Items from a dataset
________________________________________
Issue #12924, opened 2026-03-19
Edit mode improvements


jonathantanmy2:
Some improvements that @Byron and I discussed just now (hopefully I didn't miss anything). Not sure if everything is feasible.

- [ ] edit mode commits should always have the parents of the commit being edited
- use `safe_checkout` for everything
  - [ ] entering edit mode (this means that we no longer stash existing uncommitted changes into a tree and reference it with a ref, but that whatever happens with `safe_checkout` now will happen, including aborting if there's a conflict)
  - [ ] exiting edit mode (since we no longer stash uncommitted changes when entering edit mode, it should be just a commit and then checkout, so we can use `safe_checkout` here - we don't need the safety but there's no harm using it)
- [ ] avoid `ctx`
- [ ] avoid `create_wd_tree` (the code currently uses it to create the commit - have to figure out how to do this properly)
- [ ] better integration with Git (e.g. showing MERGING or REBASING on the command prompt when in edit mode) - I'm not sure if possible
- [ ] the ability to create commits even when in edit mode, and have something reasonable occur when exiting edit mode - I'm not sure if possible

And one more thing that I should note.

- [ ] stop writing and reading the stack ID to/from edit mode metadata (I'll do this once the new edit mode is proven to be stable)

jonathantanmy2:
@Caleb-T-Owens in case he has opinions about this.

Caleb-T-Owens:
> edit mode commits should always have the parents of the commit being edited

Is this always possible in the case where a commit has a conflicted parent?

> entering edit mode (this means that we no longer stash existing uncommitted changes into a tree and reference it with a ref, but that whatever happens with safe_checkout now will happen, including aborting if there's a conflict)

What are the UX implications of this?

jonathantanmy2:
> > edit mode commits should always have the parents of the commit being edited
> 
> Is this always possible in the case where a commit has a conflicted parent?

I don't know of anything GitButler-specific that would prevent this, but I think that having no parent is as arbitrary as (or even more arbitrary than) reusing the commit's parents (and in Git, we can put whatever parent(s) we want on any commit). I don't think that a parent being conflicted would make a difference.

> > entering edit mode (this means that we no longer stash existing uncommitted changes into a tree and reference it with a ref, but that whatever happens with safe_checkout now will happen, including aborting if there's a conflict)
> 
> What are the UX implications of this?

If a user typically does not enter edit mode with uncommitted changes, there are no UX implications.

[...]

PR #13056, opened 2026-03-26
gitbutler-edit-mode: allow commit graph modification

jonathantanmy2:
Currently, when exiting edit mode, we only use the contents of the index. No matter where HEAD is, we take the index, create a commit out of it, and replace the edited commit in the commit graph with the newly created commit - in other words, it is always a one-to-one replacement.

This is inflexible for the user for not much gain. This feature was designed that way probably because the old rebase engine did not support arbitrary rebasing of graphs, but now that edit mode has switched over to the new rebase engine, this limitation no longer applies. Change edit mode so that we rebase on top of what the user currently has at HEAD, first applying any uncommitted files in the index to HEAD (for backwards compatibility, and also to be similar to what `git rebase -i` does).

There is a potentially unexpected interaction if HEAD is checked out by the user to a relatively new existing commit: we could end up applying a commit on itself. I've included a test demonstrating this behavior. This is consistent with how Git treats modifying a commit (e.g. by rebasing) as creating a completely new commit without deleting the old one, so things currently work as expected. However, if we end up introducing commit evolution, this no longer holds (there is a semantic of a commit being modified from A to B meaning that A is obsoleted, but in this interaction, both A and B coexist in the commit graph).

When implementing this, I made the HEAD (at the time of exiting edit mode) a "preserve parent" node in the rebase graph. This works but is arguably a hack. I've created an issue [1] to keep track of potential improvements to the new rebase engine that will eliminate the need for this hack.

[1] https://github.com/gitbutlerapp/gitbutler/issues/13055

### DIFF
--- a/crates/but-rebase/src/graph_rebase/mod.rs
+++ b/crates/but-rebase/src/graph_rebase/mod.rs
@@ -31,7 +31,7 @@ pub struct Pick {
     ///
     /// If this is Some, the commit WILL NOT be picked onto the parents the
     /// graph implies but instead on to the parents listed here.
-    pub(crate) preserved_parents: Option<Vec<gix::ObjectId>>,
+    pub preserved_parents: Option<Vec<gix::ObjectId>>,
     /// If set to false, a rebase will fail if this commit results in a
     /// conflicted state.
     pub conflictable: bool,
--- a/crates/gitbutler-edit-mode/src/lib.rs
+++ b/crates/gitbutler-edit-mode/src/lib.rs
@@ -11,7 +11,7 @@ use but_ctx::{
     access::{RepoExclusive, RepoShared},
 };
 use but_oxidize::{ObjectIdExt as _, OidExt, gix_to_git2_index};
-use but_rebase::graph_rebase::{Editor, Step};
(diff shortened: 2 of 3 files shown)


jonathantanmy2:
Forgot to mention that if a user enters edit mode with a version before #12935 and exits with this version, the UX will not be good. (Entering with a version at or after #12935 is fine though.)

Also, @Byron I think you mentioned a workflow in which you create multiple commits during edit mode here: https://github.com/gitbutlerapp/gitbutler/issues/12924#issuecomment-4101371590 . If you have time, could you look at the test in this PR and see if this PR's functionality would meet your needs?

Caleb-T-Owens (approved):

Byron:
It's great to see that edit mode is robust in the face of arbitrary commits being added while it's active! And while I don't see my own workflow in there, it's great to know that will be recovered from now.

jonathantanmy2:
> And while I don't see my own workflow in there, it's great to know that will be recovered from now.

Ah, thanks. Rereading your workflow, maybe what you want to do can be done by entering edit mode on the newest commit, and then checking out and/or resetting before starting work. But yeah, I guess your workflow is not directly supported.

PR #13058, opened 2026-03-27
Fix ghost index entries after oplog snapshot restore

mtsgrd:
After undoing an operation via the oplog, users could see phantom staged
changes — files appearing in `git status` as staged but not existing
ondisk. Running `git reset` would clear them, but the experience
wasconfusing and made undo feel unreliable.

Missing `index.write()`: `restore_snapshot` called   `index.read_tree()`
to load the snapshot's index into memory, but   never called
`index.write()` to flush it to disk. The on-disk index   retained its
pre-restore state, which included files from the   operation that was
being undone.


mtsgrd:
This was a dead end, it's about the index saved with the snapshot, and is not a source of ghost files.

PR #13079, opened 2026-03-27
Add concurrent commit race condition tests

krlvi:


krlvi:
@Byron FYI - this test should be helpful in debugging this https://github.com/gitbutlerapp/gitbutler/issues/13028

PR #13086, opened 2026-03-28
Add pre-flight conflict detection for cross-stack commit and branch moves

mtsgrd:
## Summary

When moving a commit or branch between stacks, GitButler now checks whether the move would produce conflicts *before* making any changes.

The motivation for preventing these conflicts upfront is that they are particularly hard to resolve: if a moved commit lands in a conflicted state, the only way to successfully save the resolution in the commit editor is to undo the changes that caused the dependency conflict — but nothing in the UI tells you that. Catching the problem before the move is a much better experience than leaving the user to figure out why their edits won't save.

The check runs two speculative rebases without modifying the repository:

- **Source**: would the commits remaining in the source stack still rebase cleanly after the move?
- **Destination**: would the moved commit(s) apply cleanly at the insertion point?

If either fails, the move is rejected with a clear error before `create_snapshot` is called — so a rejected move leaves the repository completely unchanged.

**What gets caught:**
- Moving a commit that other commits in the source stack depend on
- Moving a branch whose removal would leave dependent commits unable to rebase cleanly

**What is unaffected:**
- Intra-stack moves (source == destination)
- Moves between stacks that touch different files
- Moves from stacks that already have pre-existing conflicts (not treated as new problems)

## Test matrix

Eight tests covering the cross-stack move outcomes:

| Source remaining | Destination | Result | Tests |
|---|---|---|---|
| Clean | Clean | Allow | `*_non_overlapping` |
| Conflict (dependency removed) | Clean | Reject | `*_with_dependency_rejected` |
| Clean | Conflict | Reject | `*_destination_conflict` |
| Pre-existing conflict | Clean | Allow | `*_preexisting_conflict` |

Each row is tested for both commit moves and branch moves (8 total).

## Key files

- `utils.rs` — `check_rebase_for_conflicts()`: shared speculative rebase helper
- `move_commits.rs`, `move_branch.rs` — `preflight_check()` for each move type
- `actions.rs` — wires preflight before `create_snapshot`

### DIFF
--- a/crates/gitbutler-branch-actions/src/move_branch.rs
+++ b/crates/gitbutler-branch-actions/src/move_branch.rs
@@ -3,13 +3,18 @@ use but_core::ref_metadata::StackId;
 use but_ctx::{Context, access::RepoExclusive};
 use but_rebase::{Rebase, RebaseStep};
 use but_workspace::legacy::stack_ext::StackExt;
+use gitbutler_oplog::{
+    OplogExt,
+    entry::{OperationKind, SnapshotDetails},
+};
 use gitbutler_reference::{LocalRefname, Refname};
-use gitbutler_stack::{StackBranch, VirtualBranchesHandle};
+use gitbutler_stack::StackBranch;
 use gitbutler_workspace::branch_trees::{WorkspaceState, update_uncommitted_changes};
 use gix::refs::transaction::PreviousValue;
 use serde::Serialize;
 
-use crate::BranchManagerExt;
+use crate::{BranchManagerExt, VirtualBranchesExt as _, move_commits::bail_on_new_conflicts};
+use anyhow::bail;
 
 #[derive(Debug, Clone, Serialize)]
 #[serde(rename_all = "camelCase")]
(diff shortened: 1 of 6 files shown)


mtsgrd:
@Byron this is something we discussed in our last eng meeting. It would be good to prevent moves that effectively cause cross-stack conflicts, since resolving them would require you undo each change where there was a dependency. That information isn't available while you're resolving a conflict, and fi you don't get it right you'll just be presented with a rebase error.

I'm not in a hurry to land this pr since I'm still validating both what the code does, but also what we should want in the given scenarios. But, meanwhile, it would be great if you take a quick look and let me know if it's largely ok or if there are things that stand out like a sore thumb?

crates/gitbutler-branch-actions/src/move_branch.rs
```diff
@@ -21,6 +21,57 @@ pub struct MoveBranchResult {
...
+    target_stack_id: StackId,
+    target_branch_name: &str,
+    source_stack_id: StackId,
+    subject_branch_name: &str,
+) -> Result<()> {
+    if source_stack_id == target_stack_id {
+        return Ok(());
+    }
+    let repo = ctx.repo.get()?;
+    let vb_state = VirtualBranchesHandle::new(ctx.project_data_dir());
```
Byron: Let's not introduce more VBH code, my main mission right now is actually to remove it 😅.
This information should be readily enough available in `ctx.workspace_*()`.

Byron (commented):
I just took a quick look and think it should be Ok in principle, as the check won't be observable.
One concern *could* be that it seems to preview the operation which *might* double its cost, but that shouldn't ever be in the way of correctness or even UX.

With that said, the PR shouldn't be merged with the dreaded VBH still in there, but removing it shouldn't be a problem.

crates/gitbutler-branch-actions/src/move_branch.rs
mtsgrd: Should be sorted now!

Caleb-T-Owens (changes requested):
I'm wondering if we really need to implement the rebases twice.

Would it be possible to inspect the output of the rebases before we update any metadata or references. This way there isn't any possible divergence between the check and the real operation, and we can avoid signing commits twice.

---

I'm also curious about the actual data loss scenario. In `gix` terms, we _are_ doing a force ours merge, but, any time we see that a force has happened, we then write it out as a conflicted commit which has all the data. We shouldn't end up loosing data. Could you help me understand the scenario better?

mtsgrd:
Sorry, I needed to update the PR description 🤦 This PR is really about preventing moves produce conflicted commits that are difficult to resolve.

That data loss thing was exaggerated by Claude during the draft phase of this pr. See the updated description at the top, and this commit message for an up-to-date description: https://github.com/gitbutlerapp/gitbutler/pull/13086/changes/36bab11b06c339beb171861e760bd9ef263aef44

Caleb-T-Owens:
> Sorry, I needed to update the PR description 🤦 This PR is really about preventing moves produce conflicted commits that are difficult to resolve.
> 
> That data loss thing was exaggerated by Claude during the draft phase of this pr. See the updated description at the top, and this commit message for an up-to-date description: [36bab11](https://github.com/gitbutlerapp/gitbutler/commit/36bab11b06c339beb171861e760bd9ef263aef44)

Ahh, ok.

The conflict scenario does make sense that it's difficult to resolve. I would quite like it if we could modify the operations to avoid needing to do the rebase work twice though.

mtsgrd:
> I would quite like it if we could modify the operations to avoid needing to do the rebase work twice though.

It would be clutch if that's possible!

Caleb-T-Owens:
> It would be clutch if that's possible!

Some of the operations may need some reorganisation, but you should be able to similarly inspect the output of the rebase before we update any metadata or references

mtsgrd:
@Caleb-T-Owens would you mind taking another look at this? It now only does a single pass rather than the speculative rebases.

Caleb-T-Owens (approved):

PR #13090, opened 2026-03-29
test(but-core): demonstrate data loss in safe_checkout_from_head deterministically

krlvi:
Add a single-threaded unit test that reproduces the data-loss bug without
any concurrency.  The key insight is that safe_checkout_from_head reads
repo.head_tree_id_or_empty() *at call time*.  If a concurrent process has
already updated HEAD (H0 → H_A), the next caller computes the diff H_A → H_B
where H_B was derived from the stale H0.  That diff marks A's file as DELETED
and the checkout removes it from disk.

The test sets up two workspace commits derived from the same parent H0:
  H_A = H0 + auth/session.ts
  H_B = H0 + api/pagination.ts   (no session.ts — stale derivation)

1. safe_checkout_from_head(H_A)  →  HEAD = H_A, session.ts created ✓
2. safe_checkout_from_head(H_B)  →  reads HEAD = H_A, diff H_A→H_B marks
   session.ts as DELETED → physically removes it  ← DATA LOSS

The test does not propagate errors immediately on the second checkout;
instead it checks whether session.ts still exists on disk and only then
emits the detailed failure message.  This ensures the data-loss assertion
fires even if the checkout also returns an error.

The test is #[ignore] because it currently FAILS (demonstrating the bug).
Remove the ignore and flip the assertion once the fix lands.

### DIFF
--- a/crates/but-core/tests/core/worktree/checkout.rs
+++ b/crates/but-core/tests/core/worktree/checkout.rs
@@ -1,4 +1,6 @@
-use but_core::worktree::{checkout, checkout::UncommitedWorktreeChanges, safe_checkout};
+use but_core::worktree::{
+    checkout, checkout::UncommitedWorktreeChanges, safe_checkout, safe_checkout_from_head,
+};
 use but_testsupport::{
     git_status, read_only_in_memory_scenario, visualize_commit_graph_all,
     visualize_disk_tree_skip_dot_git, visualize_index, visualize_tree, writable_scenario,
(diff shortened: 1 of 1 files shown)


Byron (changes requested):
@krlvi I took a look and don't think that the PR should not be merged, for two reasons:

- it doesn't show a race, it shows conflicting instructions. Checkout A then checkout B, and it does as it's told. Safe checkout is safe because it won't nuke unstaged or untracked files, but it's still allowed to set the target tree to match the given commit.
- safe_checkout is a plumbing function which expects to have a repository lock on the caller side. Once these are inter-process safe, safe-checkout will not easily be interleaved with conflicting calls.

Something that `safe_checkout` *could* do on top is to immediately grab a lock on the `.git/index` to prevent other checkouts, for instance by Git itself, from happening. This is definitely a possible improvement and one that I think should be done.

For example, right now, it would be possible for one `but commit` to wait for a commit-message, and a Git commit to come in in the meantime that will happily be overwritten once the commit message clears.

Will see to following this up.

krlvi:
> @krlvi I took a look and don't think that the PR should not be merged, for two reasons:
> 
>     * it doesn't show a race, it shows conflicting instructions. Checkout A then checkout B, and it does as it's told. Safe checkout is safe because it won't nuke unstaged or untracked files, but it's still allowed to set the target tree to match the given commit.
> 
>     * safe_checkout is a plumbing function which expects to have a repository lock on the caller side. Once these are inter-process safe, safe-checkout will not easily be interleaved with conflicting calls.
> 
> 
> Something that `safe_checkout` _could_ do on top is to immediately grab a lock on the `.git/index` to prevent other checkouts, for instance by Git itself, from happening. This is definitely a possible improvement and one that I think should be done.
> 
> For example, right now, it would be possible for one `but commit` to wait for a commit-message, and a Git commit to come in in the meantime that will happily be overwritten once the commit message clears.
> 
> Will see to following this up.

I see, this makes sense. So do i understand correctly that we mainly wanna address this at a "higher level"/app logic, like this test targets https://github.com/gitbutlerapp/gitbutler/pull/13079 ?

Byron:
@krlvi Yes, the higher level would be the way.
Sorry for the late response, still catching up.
________________________________________
● What this task involves
Your answer should consist of each line above in which "removes" appears.

● Response area
and the checkout removes it from disk.
   session.ts as DELETED → physically removes it  ← DATA LOSS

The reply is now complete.